-- Assignment --
The lines from the start of the records through the one containing "when the notification" are to be transcribed exactly, and nothing else.

-- Supplied information --
----------------
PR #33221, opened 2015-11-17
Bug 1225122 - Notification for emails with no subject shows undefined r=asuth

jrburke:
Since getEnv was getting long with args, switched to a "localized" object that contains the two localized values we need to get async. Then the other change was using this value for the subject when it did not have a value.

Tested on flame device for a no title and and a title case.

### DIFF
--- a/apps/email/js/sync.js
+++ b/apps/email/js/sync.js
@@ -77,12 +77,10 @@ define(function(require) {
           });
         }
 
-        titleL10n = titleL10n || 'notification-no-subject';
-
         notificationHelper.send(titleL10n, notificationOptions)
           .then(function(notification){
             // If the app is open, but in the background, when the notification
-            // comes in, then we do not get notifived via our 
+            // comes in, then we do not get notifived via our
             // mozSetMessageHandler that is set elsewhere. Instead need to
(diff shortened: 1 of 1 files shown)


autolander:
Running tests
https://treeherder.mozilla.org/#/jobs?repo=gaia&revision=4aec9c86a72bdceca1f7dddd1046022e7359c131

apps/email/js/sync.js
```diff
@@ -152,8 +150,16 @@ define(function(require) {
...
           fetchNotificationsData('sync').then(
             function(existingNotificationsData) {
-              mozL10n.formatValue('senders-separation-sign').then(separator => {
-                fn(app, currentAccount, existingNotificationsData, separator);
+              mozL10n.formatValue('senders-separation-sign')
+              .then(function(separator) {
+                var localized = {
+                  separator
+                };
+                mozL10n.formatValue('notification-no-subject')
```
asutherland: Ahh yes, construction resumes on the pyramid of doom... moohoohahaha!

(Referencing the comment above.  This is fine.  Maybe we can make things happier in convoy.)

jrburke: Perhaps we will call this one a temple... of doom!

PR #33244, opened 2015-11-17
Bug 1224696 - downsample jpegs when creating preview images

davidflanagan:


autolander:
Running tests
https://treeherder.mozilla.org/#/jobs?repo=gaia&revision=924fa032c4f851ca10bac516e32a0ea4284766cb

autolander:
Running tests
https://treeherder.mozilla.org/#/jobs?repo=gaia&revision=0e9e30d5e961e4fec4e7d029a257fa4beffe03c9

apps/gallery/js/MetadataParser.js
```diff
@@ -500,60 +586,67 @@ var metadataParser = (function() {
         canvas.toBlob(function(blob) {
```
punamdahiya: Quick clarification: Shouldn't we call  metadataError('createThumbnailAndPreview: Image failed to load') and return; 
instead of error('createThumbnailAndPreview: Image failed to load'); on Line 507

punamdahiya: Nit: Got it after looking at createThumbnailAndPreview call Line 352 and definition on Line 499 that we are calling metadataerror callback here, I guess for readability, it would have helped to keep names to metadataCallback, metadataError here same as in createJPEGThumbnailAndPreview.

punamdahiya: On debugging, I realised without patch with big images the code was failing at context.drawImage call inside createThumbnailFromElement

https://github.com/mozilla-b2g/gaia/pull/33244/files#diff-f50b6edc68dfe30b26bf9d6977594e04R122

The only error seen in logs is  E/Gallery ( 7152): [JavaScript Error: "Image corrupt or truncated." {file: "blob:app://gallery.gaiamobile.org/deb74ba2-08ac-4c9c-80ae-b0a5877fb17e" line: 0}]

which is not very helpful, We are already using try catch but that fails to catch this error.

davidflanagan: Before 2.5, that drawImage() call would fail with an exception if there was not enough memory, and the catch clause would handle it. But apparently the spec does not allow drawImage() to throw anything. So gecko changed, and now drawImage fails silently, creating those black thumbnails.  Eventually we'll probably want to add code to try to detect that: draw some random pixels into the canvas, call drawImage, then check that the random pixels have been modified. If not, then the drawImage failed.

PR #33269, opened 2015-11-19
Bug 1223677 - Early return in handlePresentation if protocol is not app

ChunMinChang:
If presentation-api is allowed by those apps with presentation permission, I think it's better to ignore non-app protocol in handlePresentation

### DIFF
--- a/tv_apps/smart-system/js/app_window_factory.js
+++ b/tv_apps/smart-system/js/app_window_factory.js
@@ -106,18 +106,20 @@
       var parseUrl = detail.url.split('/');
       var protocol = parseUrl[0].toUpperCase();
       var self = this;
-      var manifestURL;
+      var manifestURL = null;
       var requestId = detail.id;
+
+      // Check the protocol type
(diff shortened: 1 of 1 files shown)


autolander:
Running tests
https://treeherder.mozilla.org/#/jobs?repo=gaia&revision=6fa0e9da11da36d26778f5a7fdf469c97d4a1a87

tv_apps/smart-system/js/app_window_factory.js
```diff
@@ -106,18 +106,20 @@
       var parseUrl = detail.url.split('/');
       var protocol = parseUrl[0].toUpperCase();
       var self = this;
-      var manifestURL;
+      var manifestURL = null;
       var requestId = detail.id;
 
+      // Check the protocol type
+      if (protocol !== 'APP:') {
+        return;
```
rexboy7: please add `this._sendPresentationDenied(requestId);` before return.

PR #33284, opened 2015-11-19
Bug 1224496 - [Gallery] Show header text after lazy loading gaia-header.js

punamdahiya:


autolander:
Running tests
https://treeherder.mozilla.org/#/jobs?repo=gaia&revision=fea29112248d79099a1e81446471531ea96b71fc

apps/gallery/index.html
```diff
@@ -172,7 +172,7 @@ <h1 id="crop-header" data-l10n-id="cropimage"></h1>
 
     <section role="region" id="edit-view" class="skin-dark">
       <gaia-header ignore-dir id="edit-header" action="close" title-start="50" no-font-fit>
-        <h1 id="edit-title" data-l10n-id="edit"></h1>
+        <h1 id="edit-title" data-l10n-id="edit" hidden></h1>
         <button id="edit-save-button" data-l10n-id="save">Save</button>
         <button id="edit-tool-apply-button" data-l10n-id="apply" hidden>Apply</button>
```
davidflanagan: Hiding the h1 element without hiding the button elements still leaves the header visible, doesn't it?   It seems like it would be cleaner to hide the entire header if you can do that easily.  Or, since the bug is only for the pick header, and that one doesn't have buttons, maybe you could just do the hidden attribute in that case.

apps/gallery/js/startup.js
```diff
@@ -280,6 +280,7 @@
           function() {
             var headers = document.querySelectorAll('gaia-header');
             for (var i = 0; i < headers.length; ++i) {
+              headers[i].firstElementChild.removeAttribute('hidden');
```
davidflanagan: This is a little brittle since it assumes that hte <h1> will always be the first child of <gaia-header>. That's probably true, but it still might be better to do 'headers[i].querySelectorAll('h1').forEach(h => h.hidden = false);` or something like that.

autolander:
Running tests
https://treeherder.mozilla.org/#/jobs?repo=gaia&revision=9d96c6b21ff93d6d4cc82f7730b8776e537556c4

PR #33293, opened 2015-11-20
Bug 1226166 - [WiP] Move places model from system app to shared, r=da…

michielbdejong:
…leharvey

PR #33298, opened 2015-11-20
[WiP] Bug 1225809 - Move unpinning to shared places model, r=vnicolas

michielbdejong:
----------------
-- Response box --
PR #33221, opened 2015-11-17
Bug 1225122 - Notification for emails with no subject shows undefined r=asuth

jrburke:
Since getEnv was getting long with args, switched to a "localized" object that contains the two localized values we need to get async. Then the other change was using this value for the subject when it did not have a value.

Tested on flame device for a no title and and a title case.

### DIFF
--- a/apps/email/js/sync.js
+++ b/apps/email/js/sync.js
@@ -77,12 +77,10 @@ define(function(require) {
           });
         }
 
-        titleL10n = titleL10n || 'notification-no-subject';
-
         notificationHelper.send(titleL10n, notificationOptions)
           .then(function(notification){
             // If the app is open, but in the background, when the notification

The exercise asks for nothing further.